As he spoke a video of the ships laden with refuges floated along the walls. A heavy silence fell over the room like the blankets of snow we used to experience in the winter. We sunk in our chairs, rung out with fatigue and a feeling of hopelessness.
Suddenly the door burst open. A warrior in a uniform speckled with stars and stripes, rifle in hand, burst into the room. “Is this a Border Committee Meeting?” he barked.
Terror clamped our mouths shut. When the soldier prodded the person closest to the door with his assault weapon, the man managed a nod.
“This Committee is charged with being sympathetic to hostiles and infiltrated by terrorists.”
“Excuse me,” the Facilitator piped up in a thin voice. “Who are you and what do you want?”
“Shut up,” the soldier snarled leading his swarthy armed-comrades into the room. “Get the hell up and out. Hand in your identification papers on the way.”
“Hey,” another soldier screamed, “Get off that phone.”
We were surrounded, frisked for devices and manhandled into a room where we’ve been ever since. As we are bereft of watches or other devices, we have no idea how many hours it’s been. On pain of a hit in the face, we’re forbidden to talk.

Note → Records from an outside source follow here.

PR #455, opened 2019-05-31
CSHARP-772 removed unnecessary timestamp converting from unix microseconds

levdimov:
Converting prevents from using .NET ticks as described in [CSHARP-772](https://datastax-oss.atlassian.net/browse/CSHARP-772).

I analyzed every external using of the `QueryProtocolOptions.Timestamp` property and made sure it was used just for nullability checks. I also analyzed `QueryProtocolOptions` and found no usings of class in public API which tells us that such change would not be a "braking" one.

### DIFF
--- a/src/Cassandra/QueryProtocolOptions.cs
+++ b/src/Cassandra/QueryProtocolOptions.cs
@@ -43,21 +43,11 @@ namespace Cassandra
         public readonly int PageSize;
         public readonly ConsistencyLevel SerialConsistency;
 
-        private readonly long? _timestamp;
-
         public byte[] PagingState { get; set; }
         public object[] Values { get; private set; }
         public ConsistencyLevel Consistency { get; set; }
 
-        public DateTimeOffset? Timestamp
-        {
-            get
-            {
-                return _timestamp == null ? (DateTimeOffset?) null :
-                    TypeSerializer.UnixStart.AddTicks(_timestamp.Value * 10);
-            }
-        }
-
+        public long? Timestamp { get; }
 
         /// <summary>
         /// Names of the query parameters
@@ -89,7 +79,7 @@ namespace Cassandra
             }
             PagingState = pagingState;
             SerialConsistency = serialConsistency;
-            _timestamp = timestamp;
+            Timestamp = timestamp;
         }
 
         internal static QueryProtocolOptions CreateFromQuery(
@@ -157,7 +147,7 @@ namespace Cassandra
             {
                 flags |= QueryFlags.WithSerialConsistency;
             }
-            if (protocolVersion.SupportsTimestamp() && _timestamp != null)
+            if (protocolVersion.SupportsTimestamp() && Timestamp != null)
             {
                 flags |= QueryFlags.WithDefaultTimestamp;
             }
@@ -223,7 +213,7 @@ namespace Cassandra
             {
                 // ReSharper disable once PossibleInvalidOperationException
                 // Null check has been done when setting the flag
-                wb.WriteLong(_timestamp.Value);
+                wb.WriteLong(Timestamp.Value);
             }
         }
     }
--- a/src/Cassandra/QueryProtocolOptions.cs
+++ b/src/Cassandra/QueryProtocolOptions.cs
@@ -47,7 +47,16 @@ namespace Cassandra
         public object[] Values { get; private set; }
         public ConsistencyLevel Consistency { get; set; }
 
-        public long? Timestamp { get; }
+        public DateTimeOffset? Timestamp
+        {
+            get
+            {
+                return RawTimestamp == null ? (DateTimeOffset?) null :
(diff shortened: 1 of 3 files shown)


src/Cassandra/QueryProtocolOptions.cs
```diff
@@ -43,21 +43,11 @@ public enum QueryFlags
...
-        public DateTimeOffset? Timestamp
-        {
-            get
-            {
-                return _timestamp == null ? (DateTimeOffset?) null :
-                    TypeSerializer.UnixStart.AddTicks(_timestamp.Value * 10);
-            }
-        }
-
+        public long? Timestamp { get; }
```
joao-r-reis: This is a breaking change. `QueryProtocolOptions` is a `public class` and this property is `public` so users might be using this property in their application code. 

The best way to go forward for now (without a major release) is to just make sure that this property is not used internally by the driver. I suggest adding an `internal` property called `RawTimestamp` or something similar that just returns the `_timestamp` field or we could make the new property an auto property and remove the field.

src/Cassandra/QueryProtocolOptions.cs
```diff
@@ -89,7 +79,7 @@ public enum QueryFlags
             }
             PagingState = pagingState;
             SerialConsistency = serialConsistency;
-            _timestamp = timestamp;
+            Timestamp = timestamp;
```
joao-r-reis: Due to my comment above, this needs to be changed after creating the new property (either set the field here or the auto property).

src/Cassandra/QueryProtocolOptions.cs
```diff
@@ -157,7 +147,7 @@ private QueryFlags GetFlags(ProtocolVersion protocolVersion)
             {
                 flags |= QueryFlags.WithSerialConsistency;
             }
-            if (protocolVersion.SupportsTimestamp() && _timestamp != null)
+            if (protocolVersion.SupportsTimestamp() && Timestamp != null)
```
joao-r-reis: Same as above.

src/Cassandra/QueryProtocolOptions.cs
```diff
@@ -223,7 +213,7 @@ internal void Write(FrameWriter wb, bool isPrepared)
             {
                 // ReSharper disable once PossibleInvalidOperationException
                 // Null check has been done when setting the flag
-                wb.WriteLong(_timestamp.Value);
+                wb.WriteLong(Timestamp.Value);
```
joao-r-reis: Same as above.

levdimov:
> This is a breaking change. QueryProtocolOptions is a public class and this property is public so users might be using this property in their application code.

I never developed any public library so please bear with my silly questions :-)

I can't see any using of QueryProtocolOptions in the public API (neither public interface nor public class methods & only in internals) even with help of ReSharper and full-text search. If it is really so, then does it make any sense for a user to use such class in their code? 

Either way I can agree with your review comments and fix the PR, but I would really like to hear your comments about the previous paragraph. Thank you!

joao-r-reis:
> I never developed any public library so please bear with my silly questions :-)

We're here to help 😄 

> I can't see any using of QueryProtocolOptions in the public API (neither public interface nor public class methods & only in internals) even with help of ReSharper and full-text search. If it is really so, then does it make any sense for a user to use such class in their code?
> 
> Either way I can agree with your review comments and fix the PR, but I would really like to hear your comments about the previous paragraph. Thank you!

You're absolutely right that it doesn't make any sense for a user to use this class in their code. One very weird use case that comes to mind is a user implementing custom `IStatement` objects and using the `QueryProtocolOptions` class with them. We don't intend to support this and [we've clarified recently our stance on breaking changes](https://docs.datastax.com/en/developer/csharp-driver/3.10/upgrade-guide/#our-policy-regarding-api-changes-and-release-versioning). 

Having said that, we still try to avoid any kind of breaking change to `public` classes, interfaces and enums unless the alternative is much worse to maintain and use. If this was a very problematic bug with a lot of potential to break stuff then I would be ok with it for the reasons you mentioned. But since the property has been there for a very very long time without any issue, I don't think there's any urgency to change it before a major release.

levdimov:
> ...custom IStatement objects and using the QueryProtocolOptions class with them

This is weird but I got your point. Very grateful for your explanation.

I used your suggestions and added a new property instead.

joao-r-reis:
Looks good after a very quick review, I'll take a few minutes tomorrow to download the branch and do a final pass before merging it in. Again, thanks for the contribution :+1:

Just fyi, the next release date is still TBD as we've just released `3.10` less than two weeks ago.

joao-r-reis:
I got a bit uncomfortable with the fact that there wasn't any test to verify this so I just added a simple integration test to the `master` branch. If everything goes well in CI, I'll merge this in.

joao-r-reis:
Confirmed that the new test is failing in `master` and is passing on this PR! Thanks!

levdimov:
That is wonderful! Thank you, @joao-r-reis!

PR #456, opened 2019-06-04
Add new examples folder and concurrent execution example

joao-r-reis:
This PR adds an example that shows how someone can limit the number of concurrent requests with the driver.

Deleted the old `src/samples` folder in favor of the new `examples` folder in the root of the repo (which is more consistent with the other drivers). There was a sample project in the old folder but it was very outdated and didn't load properly so I didn't bother moving it to the new folder, it's just gone.


examples/ConcurrentExecutions/ExecuteInLoop/Program.cs
```diff
@@ -0,0 +1,119 @@
...
+
+            // build cluster
+            _cluster =
+                Cluster.Builder()
+                    .AddContactPoint("127.0.0.1")
+                    .WithLoadBalancingPolicy(new TokenAwarePolicy(new DCAwareRoundRobinPolicy("datacenter1")))
+                    .Build();
+
+            // create session
+            _session = _cluster.Connect();
```
jorgebay: NIT: we can use `ConnectAsync()`.

joao-r-reis: Done 😄

jorgebay:
In the future, we could compile the examples solution as part of the .NET Core 2.1+ build.

joao-r-reis:
Oh that's a very cool idea, I'm thinking we should add this to the appveyor and travis netcoreapp2.1 unit test runs, putting the examples build command before running `dotnet test`, right?

jorgebay:
yes, something like that, compiling them in one CI provider is good enough :)

joao-r-reis:
Added the build command for the new `examples` solution in `travis.yml`. Had to add a condition property to the driver's csproj files so that we can call `dotnet build examples.sln` for dotnet core only. I tried using `-f netcoreapp2.1` but then it complained that the `Cassandra.csproj` only had `netstandard` targets instead of `netcoreapp` so this was the only solution (without having to build every single one by one). 

Also noticed that travis runs were taking almost 1 hour to finish. While troubleshooting this, I updated the nuget version for test related stuff but in the end it turned out to be this: https://github.com/dotnet/core/issues/2775
It went back to normal after pinpointing the `dotnet` sdk version on `travis.yml`.

jorgebay:
Nice findings!

.travis.yml
```diff
@@ -13,9 +13,20 @@ branches:
...
+    - env:
+        - TARGETF="netcoreapp2.0"
+        - BUILD_EXAMPLES="0"
 
 script:
+  - |
+    if [ "${BUILD_EXAMPLES}" == "1" ]
+    then
+        dotnet restore examples
+        dotnet build --no-restore examples/examples.sln -c Release /p:BuildCoreOnly=True
```
jorgebay: NIT: We could use environment variable instead of passing `/p:ENV_VAR=val`

joao-r-reis: oh nice tip, didn't know that, done!

PR #457, opened 2019-06-07
CSHARP-777: if there is an error writing a CQL frame, back up the str…

collinsauve:
…eam to before we started writing

See https://datastax-oss.atlassian.net/browse/CSHARP-777

### DIFF
--- a/src/Cassandra/Connections/Connection.cs
+++ b/src/Cassandra/Connections/Connection.cs
@@ -797,6 +797,7 @@ namespace Cassandra.Connections
                 }
                 _pendingOperations.AddOrUpdate(streamId, state, (k, oldValue) => state);
                 int frameLength;
+                var startLength = stream?.Length ?? 0; 
                 try
                 {
                     //lazy initialize the stream
@@ -816,6 +817,9 @@ namespace Cassandra.Connections
                     RemoveFromPending(streamId);
                     //Callback with the Exception
                     state.InvokeCallback(ex);
+
+                    //Reset the stream to before we started writing this frame
+                    stream?.SetLength(startLength);
                     break;
                 }
                 //We will not use the request any more, stop reference it.


src/Cassandra/Connections/Connection.cs
```diff
@@ -797,6 +797,7 @@ private void RunWriteQueueAction()
                 }
                 _pendingOperations.AddOrUpdate(streamId, state, (k, oldValue) => state);
                 int frameLength;
+                var startPosition = stream?.Position ?? 0;
```
joao-r-reis: Reading through `RecyclableMemoryStream.cs` it looks like it makes more sense to replace this with

`var startLength = stream?.Length ?? 0;`

@jorgebay do you agree?

src/Cassandra/Connections/Connection.cs
```diff
@@ -816,6 +817,8 @@ private void RunWriteQueueAction()
                     RemoveFromPending(streamId);
                     //Callback with the Exception
                     state.InvokeCallback(ex);
+
+                    stream?.SetLength(startPosition);
                     break;
```
joao-r-reis: @jorgebay can you think of any reason for this `break` being here? Shouldn't the driver keep writing "valid" requests to the stream and skip the "invalid" ones?

src/Cassandra/Connections/Connection.cs
jorgebay: In this case is the same, I'm ok with `Position` (equivalent to [writer index](https://netty.io/4.1/api/io/netty/buffer/ByteBuf.html#writerIndex--) in Netty).

src/Cassandra/Connections/Connection.cs
jorgebay: hm... good question...
It avoids further coalescing of the message and the valid messages will continue to be written (`socket.Write()` and `RunWriteQueue()` calls below), but I understand that it's not needed.

It doesn't have any real impact (outside having smaller messages when there is a error building an individual request) so we can evaluate in future revisions whether we want to take it out.

src/Cassandra/Connections/Connection.cs
jorgebay: hm... now that I think about it, as below we are setting the `Length` (that sets `Position` internally) it makes sense to use 1 property: `Length`.

joao-r-reis: :+1: @collinsauve can you change `stream?.Position` to `stream?.Length` and rename the `startPosition` variable accordingly? After that change and CI run is done I'll merge this.

src/Cassandra/Connections/Connection.cs
collinsauve: done

src/Cassandra/Connections/Connection.cs
collinsauve: done

src/Cassandra/Connections/Connection.cs
collinsauve: Just make sure if this `break` is removed that it doesn't fall through to:

```
state.Request = null;
totalLength += frameLength;
```

we don't want to incr `totalLength`

jorgebay: yes, I don't think its a good idea to change the existent logic in the context of this bug fix.

PR #463, opened 2019-08-29
Fixing CSHARP-802

infraweavers:
As suggested in https://datastax-oss.atlassian.net/browse/CSHARP-802 adding `OnConnectionClosing` into the `catch` makes the driver regard a node that is down as down earlier on and we find that timeout exceptions are no longer thrown when calling `Prepare`. We've tested this by unplugging a node and running a test application several times and it seems reliable with this change in.

For reference, our test cluster was built using:
```
return Cluster.Builder()
	.WithLoadBalancingPolicy(new TokenAwarePolicy(new DCAwareRoundRobinPolicy("TESTDC")))
	.AddContactPoints("cass1,cass2,cass3,cass4,".Split(','))
	.WithQueryTimeout(5000)
	.Build();
```

### DIFF
--- a/src/Cassandra/Connections/HostConnectionPool.cs
+++ b/src/Cassandra/Connections/HostConnectionPool.cs
@@ -829,6 +829,7 @@ namespace Cassandra.Connections
                         break;
                     }
 
+                    OnConnectionClosing();
                     throw;
                 }
             }


infraweavers:
@joao-r-reis Thanks, none of changes to the timeout values seemed to help. The workaround of using `PrepareAsync` and setting a timeout ourselves which is greater than the cluster defined `QueryTimeout` does work.

joao-r-reis:
Ok thanks for the information. Just a quick correction, `QueryTimeout` is not used in async methods like `PrepareAsync` so you shouldn't have to change `QueryTimeout` if you use `PrepareAsync` instead of `Prepare`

As things are, I have had a lot of time to think of my grandmother’s warning and to wonder if things could have been different if I’d listened to her. Images of a message scrawled on the wall of the Tower of London by a forsaken soul with no recourse to justice and stories about Guantanamo Detention camp are circling my terrified brain.
Tomorrow is Sunday. Dad and mom will be looking forward to my weekly visit. When the expected hour for my arrival passes, they will glance down the road, and then check for missed phone messages. Forever optimistic, Dad may speculate on my having finally found a partner and advise my mother that I am so head over heals in love I have slipped off for a weekend tryst and forgotten my weekly visit. He has always been a dreamer.
I too was a dreamer but now I am awake. The dream is dead.
~ Melodie Corrigall
Published in Slice Magazine, Issue 22, Spring/Summer 2018.